Word for word, copy each record that comes after this.

*Stored items*.
|---|
PR #575, opened 2019-10-02
Add user_agent.original.text and fix multi_fields support

webmat:
This PR has a dual purpose:

- It's meant to finalize the work on #555. Thanks for getting this started, @mbudge!
- Since this is the first multi-fields in ECS since 1.0.0, we needed to fix
  support for them in the generator. After this PR, the multi-fields appear:
  - as a separate line in the csv.
  - as a simplified mention in the main docs, we will likely want to improve this.
  - as a proper definition in the Elasticsearch template samples.
    Caveat: there isn't full support for setting defaults per type on multi-fields.
    The only default being set is setting `norms:false` for `text`.


webmat:
Note: I don't think this will make 1.2.0, so no rush.

scripts/generators/asciidoc_fields.py
```diff
@@ -76,8 +77,15 @@ def render_field_details_row(field):
     example = ''
     if 'example' in field:
         example = "example: `{}`".format(str(field['example']))
+
+    field_name_with_mf = field['flat_name']
```
ruflin: I think we will need to add some more docs to this code or extract it to documented functions. Not required now).

scripts/helper.py
```diff
@@ -60,18 +60,18 @@ def clean_fields(fields, prefix, group):
...
-                clean_string_field(f, "example")
-                clean_string_field(f, "type")
-
-                # multi fields always have a prefix
-                f["name"] = field["name"] + "." + f["name"]
-
-                if 'group' not in f.keys():
-                    # If no group set, set parent group
-                    f["group"] = group
+        # if "multi_fields" in field:
```
ruflin: Instead of commenting out, can this code be removed?

scripts/generators/asciidoc_fields.py
webmat: @ruflin Yes, I would like to have the field set pages be expanded this way eventually:

- Title & description of field set at the top (like now)
- More compact table with short definitions only, and field names are links to a more complete section lower in the page
- Perhaps a "field reuse" section like now, or integrate field reuse directly in this summary table described above
- One linkable section per field name, with more complete details. Using headings for those will allow for the linking, and will also allow for additional information that's currently difficult to capture in the table we have not (should it be an array or a single value?, multi-fields details, deprecation, is the field index:false, etc.)

scripts/helper.py
webmat: Yes, thanks for pointing out.

webmat:
I'd like to merge this soon and follow up with another PR adding the `text` analyzer to other fields.

I've made minor adjustments since your review, @ruflin:

- moved the mention of multi-fields from the left column to the center column (below type)
- changed user_agent.original description to remove the word "keyword"
- adjusted CSV line for multi-fields to the new CSV format
- added changelog entries

It's important to review how it looks in the docs preview. Prior to today's adjustments it looked like this (no longer the case):

Screenshot 2019-12-05 16 47 56

The new format ([see preview](http://ecs_575.docs-preview.app.elstc.co/guide/en/ecs/master/ecs-user_agent.html)) is more complete and clearer, but I'm not a big fan. A page redesign is out of the question for this PR, but I'm very much open to suggestions on how we can make this look acceptable in the meantime.

cc @rw-access @randomuserid and 🎁 @neu5ron ;-)

webmat:
Ok, merging this now, as I need to make progress. Please chime in here if this causes issues, and I'll address those in a follow-up PR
|---|
*Finished exercise*.
PR #575, opened 2019-10-02
Add user_agent.original.text and fix multi_fields support

webmat:
This PR has a dual purpose:

- It's meant to finalize the work on #555. Thanks for getting this started, @mbudge!
- Since this is the first multi-fields in ECS since 1.0.0, we needed to fix
  support for them in the generator. After this PR, the multi-fields appear:
  - as a separate line in the csv.
  - as a simplified mention in the main docs, we will likely want to improve this.
  - as a proper definition in the Elasticsearch template samples.
    Caveat: there isn't full support for setting defaults per type on multi-fields.
    The only default being set is setting `norms:false` for `text`.


webmat:
Note: I don't think this will make 1.2.0, so no rush.

scripts/generators/asciidoc_fields.py
```diff
@@ -76,8 +77,15 @@ def render_field_details_row(field):
     example = ''
     if 'example' in field:
         example = "example: `{}`".format(str(field['example']))
+
+    field_name_with_mf = field['flat_name']
```
ruflin: I think we will need to add some more docs to this code or extract it to documented functions. Not required now).

scripts/helper.py
```diff
@@ -60,18 +60,18 @@ def clean_fields(fields, prefix, group):
...
-                clean_string_field(f, "example")
-                clean_string_field(f, "type")
-
-                # multi fields always have a prefix
-                f["name"] = field["name"] + "." + f["name"]
-
-                if 'group' not in f.keys():
-                    # If no group set, set parent group
-                    f["group"] = group
+        # if "multi_fields" in field:
```
ruflin: Instead of commenting out, can this code be removed?

scripts/generators/asciidoc_fields.py
webmat: @ruflin Yes, I would like to have the field set pages be expanded this way eventually:

- Title & description of field set at the top (like now)
- More compact table with short definitions only, and field names are links to a more complete section lower in the page
- Perhaps a "field reuse" section like now, or integrate field reuse directly in this summary table described above
- One linkable section per field name, with more complete details. Using headings for those will allow for the linking, and will also allow for additional information that's currently difficult to capture in the table we have not (should it be an array or a single value?, multi-fields details, deprecation, is the field index:false, etc.)

scripts/helper.py
webmat: Yes, thanks for pointing out.

webmat:
I'd like to merge this soon and follow up with another PR adding the `text` analyzer to other fields.

I've made minor adjustments since your review, @ruflin:

- moved the mention of multi-fields from the left column to the center column (below type)
- changed user_agent.original description to remove the word "keyword"
- adjusted CSV line for multi-fields to the new CSV format
- added changelog entries

It's important to review how it looks in the docs preview. Prior to today's adjustments it looked like this (no longer the case):

Screenshot 2019-12-05 16 47 56

The new format ([see preview](http://ecs_575.docs-preview.app.elstc.co/guide/en/ecs/master/ecs-user_agent.html)) is more complete and clearer, but I'm not a big fan. A page redesign is out of the question for this PR, but I'm very much open to suggestions on how we can make this look acceptable in the meantime.

cc @rw-access @randomuserid and 🎁 @neu5ron ;-)

webmat:
Ok, merging this now, as I need to make progress. Please chime in here if this causes issues, and I'll address those in a follow-up PR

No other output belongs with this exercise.